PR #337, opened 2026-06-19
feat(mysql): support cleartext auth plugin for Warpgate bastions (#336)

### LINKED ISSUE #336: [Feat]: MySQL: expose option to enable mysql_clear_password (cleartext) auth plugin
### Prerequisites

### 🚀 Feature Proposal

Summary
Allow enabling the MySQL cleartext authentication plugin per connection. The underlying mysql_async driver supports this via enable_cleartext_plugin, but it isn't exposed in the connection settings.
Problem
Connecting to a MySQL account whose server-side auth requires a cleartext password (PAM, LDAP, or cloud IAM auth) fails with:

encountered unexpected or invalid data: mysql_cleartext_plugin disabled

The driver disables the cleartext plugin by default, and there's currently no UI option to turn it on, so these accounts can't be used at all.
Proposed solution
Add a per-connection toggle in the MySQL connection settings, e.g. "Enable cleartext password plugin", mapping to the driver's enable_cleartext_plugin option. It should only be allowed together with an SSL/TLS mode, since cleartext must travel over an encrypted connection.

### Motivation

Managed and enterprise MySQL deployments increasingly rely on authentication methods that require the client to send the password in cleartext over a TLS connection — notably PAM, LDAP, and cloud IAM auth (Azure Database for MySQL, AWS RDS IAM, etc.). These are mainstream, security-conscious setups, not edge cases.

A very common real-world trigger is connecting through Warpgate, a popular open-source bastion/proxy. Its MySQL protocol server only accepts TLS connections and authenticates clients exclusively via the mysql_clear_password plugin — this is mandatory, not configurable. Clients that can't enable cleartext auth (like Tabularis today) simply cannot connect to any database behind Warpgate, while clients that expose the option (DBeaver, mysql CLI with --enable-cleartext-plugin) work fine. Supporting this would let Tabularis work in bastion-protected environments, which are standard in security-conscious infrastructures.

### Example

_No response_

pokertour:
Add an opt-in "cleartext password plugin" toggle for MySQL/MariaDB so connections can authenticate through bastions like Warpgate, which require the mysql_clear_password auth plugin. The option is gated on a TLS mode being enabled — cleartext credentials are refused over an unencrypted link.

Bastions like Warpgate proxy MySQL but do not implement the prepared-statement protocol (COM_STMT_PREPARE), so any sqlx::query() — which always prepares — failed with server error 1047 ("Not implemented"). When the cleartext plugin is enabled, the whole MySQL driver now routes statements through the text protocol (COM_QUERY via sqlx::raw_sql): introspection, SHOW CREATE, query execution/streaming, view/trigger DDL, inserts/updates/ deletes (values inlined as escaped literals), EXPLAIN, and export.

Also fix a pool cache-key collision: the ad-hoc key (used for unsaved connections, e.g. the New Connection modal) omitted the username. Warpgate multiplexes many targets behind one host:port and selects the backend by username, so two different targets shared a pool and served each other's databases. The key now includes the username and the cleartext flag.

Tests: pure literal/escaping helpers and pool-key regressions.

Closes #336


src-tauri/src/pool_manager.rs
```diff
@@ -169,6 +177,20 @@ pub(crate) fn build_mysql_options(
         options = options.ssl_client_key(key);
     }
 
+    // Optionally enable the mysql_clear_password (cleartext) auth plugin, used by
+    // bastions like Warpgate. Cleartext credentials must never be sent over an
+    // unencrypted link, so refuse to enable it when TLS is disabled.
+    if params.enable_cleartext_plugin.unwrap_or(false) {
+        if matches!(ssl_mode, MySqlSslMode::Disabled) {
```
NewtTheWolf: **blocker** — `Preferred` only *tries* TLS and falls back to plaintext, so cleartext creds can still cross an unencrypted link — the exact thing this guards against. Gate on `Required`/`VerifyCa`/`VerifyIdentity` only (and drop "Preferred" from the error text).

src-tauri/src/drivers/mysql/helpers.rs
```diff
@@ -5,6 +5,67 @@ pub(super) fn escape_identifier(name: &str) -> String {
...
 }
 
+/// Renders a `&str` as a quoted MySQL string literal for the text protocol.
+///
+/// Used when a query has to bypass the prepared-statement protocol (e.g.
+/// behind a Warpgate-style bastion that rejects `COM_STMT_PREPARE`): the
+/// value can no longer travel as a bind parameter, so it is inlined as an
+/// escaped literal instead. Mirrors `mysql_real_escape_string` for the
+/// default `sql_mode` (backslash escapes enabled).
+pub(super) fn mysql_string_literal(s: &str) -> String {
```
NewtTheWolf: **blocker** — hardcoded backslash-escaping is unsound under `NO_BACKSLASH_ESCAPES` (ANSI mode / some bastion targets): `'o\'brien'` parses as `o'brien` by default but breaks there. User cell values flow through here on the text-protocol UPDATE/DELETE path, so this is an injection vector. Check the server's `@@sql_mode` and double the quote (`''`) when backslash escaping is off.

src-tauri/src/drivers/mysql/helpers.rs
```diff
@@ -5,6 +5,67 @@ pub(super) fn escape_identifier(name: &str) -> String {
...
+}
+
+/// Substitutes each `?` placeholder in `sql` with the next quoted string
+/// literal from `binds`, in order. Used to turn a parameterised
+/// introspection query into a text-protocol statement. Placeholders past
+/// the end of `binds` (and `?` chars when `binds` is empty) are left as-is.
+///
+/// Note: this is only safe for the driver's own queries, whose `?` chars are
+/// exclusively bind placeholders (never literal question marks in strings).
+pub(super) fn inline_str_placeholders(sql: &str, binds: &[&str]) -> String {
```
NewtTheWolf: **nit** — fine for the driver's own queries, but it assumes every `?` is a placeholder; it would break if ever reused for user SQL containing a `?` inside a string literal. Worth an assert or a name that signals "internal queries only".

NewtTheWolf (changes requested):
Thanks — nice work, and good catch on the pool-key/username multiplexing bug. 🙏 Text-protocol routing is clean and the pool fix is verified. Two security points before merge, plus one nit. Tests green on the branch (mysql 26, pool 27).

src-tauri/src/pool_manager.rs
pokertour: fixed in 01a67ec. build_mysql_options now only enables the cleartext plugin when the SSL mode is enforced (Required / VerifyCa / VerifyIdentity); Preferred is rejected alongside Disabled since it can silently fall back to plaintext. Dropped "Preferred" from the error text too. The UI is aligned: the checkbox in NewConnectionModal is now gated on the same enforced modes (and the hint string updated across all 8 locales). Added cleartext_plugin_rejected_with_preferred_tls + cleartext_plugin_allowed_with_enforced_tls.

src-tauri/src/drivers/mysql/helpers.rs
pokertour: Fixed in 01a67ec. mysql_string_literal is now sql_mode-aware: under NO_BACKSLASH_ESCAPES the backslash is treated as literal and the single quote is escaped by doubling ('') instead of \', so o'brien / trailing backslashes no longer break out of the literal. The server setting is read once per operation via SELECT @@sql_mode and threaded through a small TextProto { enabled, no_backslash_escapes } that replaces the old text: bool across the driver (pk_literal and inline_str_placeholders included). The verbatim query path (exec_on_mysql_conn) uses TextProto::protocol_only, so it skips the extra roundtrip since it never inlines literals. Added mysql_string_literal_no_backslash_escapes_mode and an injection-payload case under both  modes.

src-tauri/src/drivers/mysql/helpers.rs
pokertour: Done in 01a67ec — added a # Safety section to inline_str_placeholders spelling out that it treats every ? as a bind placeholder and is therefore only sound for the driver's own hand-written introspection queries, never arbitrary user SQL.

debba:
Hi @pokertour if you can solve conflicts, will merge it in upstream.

...

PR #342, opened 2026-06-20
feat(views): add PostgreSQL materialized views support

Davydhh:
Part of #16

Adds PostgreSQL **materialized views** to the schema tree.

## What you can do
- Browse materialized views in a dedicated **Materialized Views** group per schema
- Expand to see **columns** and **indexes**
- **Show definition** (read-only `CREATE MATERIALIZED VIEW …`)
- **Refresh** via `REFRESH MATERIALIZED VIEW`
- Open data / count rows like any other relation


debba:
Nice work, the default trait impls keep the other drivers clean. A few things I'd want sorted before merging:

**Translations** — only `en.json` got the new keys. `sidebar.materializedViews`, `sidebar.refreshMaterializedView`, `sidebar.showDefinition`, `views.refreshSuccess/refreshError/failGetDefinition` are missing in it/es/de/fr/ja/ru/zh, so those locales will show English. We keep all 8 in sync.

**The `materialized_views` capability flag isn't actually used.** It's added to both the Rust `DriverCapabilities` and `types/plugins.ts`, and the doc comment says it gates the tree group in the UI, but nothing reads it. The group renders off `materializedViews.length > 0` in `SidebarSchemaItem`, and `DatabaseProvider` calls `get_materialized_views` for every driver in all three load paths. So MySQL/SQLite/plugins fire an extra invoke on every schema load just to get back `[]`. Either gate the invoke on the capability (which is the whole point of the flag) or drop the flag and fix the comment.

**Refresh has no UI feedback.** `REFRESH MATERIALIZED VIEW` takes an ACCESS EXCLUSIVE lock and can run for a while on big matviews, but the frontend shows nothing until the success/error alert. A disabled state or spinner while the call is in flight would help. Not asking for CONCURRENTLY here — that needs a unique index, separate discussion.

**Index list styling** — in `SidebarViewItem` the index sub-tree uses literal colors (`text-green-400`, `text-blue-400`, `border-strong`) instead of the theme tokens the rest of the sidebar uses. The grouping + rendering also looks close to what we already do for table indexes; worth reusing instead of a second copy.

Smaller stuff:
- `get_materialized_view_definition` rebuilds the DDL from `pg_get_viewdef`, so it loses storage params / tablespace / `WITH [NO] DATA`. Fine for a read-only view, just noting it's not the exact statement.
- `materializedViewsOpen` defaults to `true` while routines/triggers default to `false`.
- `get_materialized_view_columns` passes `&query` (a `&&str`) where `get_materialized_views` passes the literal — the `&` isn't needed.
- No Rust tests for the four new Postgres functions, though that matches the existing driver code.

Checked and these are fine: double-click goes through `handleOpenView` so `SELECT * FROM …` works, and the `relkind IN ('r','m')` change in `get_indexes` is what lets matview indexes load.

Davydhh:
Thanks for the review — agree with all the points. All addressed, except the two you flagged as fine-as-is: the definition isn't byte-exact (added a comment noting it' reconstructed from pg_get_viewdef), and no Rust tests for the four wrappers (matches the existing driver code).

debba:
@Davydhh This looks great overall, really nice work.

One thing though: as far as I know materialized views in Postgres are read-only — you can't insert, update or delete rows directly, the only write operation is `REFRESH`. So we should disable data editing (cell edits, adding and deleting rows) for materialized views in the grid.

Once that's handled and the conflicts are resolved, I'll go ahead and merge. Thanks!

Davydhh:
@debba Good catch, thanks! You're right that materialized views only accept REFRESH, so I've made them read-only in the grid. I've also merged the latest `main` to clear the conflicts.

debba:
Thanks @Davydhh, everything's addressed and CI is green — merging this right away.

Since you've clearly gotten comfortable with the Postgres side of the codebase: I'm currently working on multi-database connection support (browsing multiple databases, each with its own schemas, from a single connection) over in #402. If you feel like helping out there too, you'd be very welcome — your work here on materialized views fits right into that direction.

---

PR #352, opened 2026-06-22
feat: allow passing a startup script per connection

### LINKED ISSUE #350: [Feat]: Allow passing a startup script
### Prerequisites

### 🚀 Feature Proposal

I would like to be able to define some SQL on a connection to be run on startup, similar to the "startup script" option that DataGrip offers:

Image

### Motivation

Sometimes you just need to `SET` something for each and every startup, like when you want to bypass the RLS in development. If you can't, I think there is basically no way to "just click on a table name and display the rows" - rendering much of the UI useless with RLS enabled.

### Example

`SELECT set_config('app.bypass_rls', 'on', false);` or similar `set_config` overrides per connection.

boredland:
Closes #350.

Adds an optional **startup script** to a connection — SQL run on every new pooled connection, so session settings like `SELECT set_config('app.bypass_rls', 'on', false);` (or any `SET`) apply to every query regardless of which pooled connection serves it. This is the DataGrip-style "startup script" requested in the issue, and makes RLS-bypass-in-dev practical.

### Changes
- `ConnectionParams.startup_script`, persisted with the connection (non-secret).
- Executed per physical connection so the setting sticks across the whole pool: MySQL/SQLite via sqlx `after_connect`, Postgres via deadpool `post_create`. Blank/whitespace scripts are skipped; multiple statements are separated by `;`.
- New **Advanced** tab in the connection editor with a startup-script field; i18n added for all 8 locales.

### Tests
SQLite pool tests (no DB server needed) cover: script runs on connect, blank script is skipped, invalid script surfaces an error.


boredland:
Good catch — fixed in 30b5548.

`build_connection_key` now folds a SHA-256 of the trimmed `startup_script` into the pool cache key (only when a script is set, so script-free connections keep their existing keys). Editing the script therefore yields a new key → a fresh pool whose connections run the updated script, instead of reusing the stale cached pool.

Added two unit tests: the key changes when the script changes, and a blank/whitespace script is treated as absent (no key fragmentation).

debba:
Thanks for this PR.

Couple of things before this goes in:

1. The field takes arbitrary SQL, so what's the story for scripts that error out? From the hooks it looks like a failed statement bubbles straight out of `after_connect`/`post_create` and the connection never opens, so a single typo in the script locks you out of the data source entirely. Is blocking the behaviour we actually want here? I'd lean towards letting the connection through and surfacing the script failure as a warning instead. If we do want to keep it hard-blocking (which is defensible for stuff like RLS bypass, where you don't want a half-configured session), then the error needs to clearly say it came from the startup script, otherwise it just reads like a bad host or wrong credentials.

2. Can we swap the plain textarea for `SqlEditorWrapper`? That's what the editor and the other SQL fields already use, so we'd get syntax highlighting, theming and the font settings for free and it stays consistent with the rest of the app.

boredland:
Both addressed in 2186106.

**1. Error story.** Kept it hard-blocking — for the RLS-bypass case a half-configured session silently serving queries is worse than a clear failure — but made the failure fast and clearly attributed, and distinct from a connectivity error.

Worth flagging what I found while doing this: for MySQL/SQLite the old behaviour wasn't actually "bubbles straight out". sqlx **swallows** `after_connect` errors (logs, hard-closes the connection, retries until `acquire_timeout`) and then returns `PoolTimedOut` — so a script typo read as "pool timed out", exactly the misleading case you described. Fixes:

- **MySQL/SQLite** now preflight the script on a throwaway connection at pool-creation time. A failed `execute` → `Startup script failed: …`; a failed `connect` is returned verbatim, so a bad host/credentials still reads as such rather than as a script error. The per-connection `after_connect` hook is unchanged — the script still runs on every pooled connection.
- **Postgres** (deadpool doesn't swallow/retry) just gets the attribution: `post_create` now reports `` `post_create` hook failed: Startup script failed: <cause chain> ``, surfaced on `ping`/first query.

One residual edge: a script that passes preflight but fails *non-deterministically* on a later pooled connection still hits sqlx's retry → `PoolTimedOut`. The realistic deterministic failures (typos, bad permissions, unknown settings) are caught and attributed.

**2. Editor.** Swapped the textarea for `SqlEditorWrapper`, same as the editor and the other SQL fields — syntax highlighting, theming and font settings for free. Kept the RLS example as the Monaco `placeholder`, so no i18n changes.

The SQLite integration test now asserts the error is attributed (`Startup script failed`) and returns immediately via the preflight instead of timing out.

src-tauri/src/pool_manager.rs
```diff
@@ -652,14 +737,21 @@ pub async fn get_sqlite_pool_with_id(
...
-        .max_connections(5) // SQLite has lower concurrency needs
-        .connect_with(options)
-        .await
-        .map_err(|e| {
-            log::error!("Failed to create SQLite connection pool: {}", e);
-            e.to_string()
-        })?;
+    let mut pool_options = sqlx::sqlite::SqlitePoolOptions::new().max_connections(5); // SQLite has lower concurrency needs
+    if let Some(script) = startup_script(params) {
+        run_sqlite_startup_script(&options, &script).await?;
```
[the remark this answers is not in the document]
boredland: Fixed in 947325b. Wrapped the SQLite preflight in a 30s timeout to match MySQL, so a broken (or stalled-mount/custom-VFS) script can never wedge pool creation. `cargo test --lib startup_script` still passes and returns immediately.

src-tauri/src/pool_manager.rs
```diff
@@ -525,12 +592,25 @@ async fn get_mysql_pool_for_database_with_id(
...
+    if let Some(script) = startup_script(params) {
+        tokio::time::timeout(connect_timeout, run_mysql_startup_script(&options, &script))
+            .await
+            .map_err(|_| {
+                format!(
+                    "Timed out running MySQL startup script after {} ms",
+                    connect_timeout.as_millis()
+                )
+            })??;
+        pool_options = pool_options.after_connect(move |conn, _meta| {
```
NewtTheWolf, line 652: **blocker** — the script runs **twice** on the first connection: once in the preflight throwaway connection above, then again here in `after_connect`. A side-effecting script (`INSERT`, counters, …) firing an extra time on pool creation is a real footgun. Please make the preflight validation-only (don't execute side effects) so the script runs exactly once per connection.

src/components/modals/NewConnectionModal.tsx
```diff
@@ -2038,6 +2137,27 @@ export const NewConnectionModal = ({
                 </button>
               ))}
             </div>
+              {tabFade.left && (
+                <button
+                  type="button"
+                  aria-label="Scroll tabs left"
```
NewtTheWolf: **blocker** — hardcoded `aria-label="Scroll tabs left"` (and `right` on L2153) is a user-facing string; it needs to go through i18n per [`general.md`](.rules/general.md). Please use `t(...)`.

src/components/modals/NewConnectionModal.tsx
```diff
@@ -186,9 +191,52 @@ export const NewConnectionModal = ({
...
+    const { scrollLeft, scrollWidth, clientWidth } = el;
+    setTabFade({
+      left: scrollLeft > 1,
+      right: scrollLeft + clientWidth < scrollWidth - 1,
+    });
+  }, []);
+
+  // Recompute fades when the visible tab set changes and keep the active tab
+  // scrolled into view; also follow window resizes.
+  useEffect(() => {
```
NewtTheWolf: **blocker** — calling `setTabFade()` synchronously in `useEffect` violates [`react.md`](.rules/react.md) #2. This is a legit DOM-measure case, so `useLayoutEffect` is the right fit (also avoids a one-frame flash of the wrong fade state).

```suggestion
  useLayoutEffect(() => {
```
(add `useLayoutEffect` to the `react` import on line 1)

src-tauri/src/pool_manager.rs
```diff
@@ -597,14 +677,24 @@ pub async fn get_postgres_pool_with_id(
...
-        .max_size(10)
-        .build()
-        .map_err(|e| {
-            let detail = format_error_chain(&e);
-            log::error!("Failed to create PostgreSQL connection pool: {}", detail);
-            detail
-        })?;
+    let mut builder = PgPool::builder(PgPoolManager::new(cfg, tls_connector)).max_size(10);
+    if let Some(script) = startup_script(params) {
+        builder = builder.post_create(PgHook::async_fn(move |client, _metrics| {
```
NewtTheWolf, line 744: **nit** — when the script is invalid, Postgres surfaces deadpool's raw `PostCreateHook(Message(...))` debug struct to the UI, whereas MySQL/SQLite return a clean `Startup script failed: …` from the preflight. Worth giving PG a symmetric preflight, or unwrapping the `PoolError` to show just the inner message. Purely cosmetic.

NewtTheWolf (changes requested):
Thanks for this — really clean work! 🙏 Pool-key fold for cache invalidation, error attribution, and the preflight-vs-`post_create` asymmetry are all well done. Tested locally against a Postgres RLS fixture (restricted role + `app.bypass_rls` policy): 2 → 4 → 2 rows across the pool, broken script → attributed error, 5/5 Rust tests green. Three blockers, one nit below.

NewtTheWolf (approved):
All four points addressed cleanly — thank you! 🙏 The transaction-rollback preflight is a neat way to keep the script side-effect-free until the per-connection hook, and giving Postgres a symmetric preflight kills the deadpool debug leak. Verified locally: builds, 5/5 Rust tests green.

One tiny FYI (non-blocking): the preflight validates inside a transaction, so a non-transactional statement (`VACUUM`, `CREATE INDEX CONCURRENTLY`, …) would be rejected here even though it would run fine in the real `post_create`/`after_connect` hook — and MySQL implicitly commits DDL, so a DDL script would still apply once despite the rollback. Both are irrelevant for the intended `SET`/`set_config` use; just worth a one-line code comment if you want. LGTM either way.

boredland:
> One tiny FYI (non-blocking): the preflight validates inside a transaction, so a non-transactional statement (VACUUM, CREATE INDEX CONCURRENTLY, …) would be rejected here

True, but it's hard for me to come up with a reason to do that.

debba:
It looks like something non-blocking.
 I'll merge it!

■ Task: Print exactly the lines above, between the one holding "- Executed per" and the one holding "Good catch — fixed in 30b5548.", inclusive, and nothing besides.

■ Solution below:
- Executed per physical connection so the setting sticks across the whole pool: MySQL/SQLite via sqlx `after_connect`, Postgres via deadpool `post_create`. Blank/whitespace scripts are skipped; multiple statements are separated by `;`.
- New **Advanced** tab in the connection editor with a startup-script field; i18n added for all 8 locales.

### Tests
SQLite pool tests (no DB server needed) cover: script runs on connect, blank script is skipped, invalid script surfaces an error.


boredland:
Good catch — fixed in 30b5548.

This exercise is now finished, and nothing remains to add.